■ **TRY IT**
How many lines in the material below contain the string "opened"? Answer with the number alone.

■ **RECORDS PROVIDED**
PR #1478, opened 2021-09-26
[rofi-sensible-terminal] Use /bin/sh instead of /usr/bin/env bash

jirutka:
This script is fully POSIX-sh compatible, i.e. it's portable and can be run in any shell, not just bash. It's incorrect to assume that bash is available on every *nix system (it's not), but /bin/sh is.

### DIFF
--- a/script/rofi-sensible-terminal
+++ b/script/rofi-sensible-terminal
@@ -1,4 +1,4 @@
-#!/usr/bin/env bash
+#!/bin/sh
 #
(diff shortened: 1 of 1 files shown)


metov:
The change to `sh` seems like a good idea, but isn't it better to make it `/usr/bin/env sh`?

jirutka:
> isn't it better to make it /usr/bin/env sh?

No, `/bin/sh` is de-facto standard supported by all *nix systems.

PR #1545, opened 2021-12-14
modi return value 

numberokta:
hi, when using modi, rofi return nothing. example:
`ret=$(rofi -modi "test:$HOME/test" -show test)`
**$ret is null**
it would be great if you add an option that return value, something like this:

--

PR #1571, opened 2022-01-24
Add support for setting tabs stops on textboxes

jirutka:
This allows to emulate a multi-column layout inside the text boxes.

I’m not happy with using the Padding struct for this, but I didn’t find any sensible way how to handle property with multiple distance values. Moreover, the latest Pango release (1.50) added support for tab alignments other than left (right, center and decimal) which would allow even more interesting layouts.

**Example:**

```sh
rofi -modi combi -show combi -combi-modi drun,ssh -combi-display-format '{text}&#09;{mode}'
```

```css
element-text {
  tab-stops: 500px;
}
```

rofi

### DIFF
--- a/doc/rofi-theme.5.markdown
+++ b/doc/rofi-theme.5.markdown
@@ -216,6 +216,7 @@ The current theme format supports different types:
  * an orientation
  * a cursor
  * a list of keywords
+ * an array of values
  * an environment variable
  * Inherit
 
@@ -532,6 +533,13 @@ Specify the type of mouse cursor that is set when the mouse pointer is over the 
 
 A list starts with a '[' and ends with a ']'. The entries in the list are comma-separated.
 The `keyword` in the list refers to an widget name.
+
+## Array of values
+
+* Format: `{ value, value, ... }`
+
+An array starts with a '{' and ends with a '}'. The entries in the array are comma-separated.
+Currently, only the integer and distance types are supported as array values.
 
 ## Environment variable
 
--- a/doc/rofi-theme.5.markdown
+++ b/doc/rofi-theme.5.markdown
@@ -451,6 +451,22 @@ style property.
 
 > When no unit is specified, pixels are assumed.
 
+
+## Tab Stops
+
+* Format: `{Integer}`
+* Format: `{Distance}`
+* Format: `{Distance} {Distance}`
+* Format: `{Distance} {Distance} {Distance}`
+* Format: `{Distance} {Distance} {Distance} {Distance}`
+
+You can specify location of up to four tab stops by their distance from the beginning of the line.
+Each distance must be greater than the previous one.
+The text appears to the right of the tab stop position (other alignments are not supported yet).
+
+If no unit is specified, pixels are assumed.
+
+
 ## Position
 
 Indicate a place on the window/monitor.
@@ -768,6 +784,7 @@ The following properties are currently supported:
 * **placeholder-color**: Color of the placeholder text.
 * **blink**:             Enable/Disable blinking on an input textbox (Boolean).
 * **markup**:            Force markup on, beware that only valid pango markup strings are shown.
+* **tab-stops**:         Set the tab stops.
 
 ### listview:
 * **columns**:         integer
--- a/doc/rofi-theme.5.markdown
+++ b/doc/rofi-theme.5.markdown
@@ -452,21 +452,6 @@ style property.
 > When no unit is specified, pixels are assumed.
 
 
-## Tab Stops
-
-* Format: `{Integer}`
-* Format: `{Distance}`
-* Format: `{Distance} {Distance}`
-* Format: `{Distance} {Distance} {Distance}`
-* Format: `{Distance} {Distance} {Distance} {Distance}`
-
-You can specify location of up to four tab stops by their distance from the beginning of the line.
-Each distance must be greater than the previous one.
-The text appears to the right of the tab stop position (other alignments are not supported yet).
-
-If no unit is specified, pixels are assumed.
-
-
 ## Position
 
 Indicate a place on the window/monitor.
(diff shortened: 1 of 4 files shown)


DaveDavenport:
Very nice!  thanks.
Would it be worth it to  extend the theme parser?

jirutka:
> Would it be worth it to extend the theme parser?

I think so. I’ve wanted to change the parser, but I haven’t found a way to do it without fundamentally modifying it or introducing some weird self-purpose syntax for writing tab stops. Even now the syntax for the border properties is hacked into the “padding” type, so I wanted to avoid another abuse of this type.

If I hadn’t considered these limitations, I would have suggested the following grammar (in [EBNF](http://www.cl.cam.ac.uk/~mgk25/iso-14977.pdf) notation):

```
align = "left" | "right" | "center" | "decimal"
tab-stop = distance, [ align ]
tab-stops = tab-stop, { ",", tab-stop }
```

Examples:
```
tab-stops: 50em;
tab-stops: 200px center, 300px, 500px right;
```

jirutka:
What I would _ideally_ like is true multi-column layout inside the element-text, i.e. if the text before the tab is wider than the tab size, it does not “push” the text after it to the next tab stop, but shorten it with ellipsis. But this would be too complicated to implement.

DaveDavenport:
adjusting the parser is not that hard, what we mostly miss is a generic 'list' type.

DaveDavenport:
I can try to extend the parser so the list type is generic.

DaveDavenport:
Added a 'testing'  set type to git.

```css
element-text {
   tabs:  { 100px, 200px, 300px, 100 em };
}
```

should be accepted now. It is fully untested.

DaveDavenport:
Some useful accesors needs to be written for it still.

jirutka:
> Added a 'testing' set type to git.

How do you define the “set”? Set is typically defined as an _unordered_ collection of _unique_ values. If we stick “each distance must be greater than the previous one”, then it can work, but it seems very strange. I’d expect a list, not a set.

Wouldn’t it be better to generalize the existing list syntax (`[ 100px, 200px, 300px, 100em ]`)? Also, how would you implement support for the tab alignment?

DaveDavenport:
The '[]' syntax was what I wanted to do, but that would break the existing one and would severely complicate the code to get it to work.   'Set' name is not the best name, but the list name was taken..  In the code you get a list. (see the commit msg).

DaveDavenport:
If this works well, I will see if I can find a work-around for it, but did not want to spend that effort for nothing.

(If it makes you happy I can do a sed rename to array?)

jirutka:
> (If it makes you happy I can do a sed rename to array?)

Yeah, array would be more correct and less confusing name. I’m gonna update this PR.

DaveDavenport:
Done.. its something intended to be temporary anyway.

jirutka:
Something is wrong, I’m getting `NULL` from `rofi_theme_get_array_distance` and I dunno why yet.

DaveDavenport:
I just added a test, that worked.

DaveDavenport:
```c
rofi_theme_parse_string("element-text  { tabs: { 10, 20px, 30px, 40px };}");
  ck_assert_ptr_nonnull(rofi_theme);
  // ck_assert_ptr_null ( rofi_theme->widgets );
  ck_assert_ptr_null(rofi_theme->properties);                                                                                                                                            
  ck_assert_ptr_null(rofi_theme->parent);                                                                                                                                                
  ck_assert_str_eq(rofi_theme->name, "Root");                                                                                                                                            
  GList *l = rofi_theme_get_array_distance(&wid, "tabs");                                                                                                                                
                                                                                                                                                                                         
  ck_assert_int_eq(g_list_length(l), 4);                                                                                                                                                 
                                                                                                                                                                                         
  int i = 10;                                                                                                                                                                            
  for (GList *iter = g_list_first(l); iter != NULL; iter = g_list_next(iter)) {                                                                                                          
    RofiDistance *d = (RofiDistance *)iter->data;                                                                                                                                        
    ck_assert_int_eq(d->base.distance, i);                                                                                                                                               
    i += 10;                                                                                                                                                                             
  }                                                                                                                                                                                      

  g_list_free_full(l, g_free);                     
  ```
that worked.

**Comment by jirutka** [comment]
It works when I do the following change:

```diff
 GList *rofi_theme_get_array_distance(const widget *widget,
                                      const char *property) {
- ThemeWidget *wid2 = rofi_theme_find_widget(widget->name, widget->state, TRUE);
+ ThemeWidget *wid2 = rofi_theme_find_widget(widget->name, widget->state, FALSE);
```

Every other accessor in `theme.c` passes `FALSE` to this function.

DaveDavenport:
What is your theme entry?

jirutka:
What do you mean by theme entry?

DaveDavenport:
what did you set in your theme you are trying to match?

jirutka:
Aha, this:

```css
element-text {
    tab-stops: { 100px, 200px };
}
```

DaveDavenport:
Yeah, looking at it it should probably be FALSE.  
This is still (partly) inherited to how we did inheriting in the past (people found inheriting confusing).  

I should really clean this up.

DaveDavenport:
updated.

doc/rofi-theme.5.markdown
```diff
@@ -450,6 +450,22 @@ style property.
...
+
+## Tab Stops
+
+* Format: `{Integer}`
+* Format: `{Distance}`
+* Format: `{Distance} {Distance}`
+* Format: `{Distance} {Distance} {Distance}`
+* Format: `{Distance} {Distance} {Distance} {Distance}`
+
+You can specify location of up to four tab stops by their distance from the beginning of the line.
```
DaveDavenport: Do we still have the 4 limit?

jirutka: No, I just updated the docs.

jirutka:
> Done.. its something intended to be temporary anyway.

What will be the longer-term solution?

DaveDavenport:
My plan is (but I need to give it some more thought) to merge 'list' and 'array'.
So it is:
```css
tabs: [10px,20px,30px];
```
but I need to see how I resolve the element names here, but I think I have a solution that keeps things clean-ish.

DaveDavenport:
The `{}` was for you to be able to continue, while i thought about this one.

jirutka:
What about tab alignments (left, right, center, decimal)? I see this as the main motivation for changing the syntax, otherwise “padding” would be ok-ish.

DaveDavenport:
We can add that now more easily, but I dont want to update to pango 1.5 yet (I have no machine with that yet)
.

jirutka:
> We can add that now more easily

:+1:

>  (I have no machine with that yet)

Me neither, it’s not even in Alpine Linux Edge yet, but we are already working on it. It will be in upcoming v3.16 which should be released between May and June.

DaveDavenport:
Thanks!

■ **RESPONSE TO THIS EXERCISE**
3